What is being asked:
The word "buildClipBox" marks the lines to keep; find each one in the data and copy it.

(Collected data)
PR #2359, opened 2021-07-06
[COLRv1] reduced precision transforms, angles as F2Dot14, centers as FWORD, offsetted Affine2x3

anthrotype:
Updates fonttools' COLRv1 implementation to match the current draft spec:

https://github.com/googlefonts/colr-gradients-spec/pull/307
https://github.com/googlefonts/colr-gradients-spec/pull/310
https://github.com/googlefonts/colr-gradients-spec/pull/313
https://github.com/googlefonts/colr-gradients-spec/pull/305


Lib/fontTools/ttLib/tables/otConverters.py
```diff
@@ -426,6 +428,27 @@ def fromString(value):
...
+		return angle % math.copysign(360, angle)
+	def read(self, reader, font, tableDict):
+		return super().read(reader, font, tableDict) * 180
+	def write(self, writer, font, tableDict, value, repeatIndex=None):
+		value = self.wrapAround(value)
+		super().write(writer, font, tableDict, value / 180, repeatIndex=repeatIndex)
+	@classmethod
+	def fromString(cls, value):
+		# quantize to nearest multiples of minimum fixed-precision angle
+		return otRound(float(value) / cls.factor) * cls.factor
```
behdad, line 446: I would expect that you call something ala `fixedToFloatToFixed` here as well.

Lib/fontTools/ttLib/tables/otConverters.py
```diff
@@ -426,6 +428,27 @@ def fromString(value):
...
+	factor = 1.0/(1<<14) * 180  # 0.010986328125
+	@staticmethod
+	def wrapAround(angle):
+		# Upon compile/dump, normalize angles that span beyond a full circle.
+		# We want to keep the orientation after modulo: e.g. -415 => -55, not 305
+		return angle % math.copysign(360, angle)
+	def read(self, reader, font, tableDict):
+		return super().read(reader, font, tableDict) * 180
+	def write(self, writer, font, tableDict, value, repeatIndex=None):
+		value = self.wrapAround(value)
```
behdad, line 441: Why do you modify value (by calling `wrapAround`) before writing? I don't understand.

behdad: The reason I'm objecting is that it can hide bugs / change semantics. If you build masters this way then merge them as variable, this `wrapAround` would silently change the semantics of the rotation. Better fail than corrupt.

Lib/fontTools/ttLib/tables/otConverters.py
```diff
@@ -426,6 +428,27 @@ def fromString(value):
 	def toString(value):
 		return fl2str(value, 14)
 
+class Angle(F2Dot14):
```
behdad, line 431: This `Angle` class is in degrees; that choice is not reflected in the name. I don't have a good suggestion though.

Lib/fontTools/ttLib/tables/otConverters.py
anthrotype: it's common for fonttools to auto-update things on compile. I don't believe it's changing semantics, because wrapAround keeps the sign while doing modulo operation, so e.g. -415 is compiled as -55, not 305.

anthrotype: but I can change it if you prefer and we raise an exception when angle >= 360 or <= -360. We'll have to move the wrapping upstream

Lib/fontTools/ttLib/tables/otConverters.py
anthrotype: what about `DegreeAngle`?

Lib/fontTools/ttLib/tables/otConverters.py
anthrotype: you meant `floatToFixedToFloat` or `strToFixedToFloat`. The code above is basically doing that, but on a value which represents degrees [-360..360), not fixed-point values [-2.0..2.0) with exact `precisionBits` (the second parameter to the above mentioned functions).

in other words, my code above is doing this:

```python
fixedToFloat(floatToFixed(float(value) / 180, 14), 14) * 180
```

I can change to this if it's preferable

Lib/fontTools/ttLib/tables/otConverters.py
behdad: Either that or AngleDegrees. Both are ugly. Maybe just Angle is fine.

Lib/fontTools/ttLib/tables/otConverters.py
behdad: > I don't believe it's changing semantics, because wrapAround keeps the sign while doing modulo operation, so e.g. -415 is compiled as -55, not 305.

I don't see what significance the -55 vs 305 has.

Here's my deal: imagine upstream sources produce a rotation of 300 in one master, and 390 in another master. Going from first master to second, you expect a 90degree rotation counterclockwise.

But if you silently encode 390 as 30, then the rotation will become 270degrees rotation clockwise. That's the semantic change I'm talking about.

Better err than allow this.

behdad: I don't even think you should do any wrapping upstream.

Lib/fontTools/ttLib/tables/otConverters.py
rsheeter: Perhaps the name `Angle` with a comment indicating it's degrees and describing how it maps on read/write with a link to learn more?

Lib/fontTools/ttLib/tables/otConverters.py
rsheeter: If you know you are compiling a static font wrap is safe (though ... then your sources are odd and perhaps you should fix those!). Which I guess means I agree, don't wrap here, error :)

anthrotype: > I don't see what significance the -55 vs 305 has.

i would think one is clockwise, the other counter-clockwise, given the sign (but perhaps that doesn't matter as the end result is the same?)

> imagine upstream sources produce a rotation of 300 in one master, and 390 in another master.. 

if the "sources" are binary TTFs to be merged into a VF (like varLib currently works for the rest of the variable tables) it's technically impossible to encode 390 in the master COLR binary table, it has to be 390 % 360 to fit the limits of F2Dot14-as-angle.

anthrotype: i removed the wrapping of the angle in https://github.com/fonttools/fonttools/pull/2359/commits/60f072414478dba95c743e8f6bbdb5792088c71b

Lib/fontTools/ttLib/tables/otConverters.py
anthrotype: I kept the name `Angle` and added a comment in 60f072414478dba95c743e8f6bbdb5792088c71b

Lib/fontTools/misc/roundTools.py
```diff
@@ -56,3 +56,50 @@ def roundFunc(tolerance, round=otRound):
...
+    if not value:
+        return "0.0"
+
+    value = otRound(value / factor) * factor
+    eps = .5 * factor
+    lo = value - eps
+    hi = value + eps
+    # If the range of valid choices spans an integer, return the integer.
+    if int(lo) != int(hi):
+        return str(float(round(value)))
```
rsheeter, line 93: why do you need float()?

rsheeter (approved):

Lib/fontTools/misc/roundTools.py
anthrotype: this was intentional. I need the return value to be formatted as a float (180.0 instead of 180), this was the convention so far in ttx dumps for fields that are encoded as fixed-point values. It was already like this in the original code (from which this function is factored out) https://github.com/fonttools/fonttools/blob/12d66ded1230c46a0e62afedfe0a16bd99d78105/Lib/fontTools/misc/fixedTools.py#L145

---

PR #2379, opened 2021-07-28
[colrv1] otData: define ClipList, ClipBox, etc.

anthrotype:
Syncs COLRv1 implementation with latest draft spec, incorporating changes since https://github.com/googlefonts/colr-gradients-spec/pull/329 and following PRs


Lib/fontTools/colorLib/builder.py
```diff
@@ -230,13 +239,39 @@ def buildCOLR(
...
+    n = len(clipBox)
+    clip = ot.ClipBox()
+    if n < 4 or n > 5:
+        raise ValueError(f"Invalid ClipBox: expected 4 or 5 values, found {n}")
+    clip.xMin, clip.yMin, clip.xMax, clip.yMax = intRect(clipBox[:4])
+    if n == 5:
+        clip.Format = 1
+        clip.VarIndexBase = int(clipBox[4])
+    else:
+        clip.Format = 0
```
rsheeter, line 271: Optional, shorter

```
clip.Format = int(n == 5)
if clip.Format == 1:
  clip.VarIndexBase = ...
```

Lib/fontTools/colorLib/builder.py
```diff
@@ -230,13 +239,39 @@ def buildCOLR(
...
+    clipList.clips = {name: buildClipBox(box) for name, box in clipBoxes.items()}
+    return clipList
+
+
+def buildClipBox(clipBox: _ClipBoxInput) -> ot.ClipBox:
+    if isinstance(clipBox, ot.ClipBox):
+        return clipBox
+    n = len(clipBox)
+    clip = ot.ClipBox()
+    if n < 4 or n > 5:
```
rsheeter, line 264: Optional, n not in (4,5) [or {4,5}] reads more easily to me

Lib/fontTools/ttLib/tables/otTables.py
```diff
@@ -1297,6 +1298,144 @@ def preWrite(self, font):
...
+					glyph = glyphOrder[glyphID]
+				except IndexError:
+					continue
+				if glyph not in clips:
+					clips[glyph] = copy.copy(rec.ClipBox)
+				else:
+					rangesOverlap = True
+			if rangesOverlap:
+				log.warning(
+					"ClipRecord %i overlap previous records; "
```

...

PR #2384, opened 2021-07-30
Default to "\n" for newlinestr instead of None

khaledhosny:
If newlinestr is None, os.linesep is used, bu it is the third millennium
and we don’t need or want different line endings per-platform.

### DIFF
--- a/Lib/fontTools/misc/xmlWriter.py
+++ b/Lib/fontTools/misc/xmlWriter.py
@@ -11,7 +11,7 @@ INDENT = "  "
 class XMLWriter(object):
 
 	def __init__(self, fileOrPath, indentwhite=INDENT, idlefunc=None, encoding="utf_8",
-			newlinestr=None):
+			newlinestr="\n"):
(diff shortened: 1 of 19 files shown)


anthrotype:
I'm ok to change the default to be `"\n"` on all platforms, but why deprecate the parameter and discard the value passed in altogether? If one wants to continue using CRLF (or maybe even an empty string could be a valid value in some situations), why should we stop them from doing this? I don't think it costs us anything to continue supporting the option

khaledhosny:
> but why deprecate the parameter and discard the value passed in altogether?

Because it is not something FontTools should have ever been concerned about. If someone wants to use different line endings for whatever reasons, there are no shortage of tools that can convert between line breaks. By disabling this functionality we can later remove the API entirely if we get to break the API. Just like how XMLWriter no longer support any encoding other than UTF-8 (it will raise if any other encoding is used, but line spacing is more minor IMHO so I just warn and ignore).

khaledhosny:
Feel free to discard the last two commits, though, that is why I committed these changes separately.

Exercise solution:
+    clipList.clips = {name: buildClipBox(box) for name, box in clipBoxes.items()}
+def buildClipBox(clipBox: _ClipBoxInput) -> ot.ClipBox:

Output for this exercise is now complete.